> **Saved data entries**
····················

Issue #803, opened 2019-04-15
Request body not sent with 2.0


nesl247:
In 1.x, the request body was sent. From what I can see, it was sent in the `data` field of the `request` field. In 2.0, the `RequestIntegration` does not handle this at all, and there is no other location that I can see that even modifies the `request` field.

ste93cry:
This feature is not available out-of-the-box because the [SDK specs](https://docs.sentry.io/development/sdk-dev/interfaces/http/) says that it should not be sent by default since it can contain very large data and it makes sense. You can however make your own integration that will get the data and append it to the event

nesl247:
Was this in the upgrade guide in some way? I did not see it. Also, would it not make more sense to offer this as an option that is defaulted to false rather than to require every project to implement code to have the same functionality as version 1?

····················

> **PROBLEM DETAILS**
Type out the records again exactly, line for line.

> **SOLUTION TO THIS PROBLEM**
Issue #803, opened 2019-04-15
Request body not sent with 2.0


nesl247:
In 1.x, the request body was sent. From what I can see, it was sent in the `data` field of the `request` field. In 2.0, the `RequestIntegration` does not handle this at all, and there is no other location that I can see that even modifies the `request` field.

ste93cry:
This feature is not available out-of-the-box because the [SDK specs](https://docs.sentry.io/development/sdk-dev/interfaces/http/) says that it should not be sent by default since it can contain very large data and it makes sense. You can however make your own integration that will get the data and append it to the event

nesl247:
Was this in the upgrade guide in some way? I did not see it. Also, would it not make more sense to offer this as an option that is defaulted to false rather than to require every project to implement code to have the same functionality as version 1?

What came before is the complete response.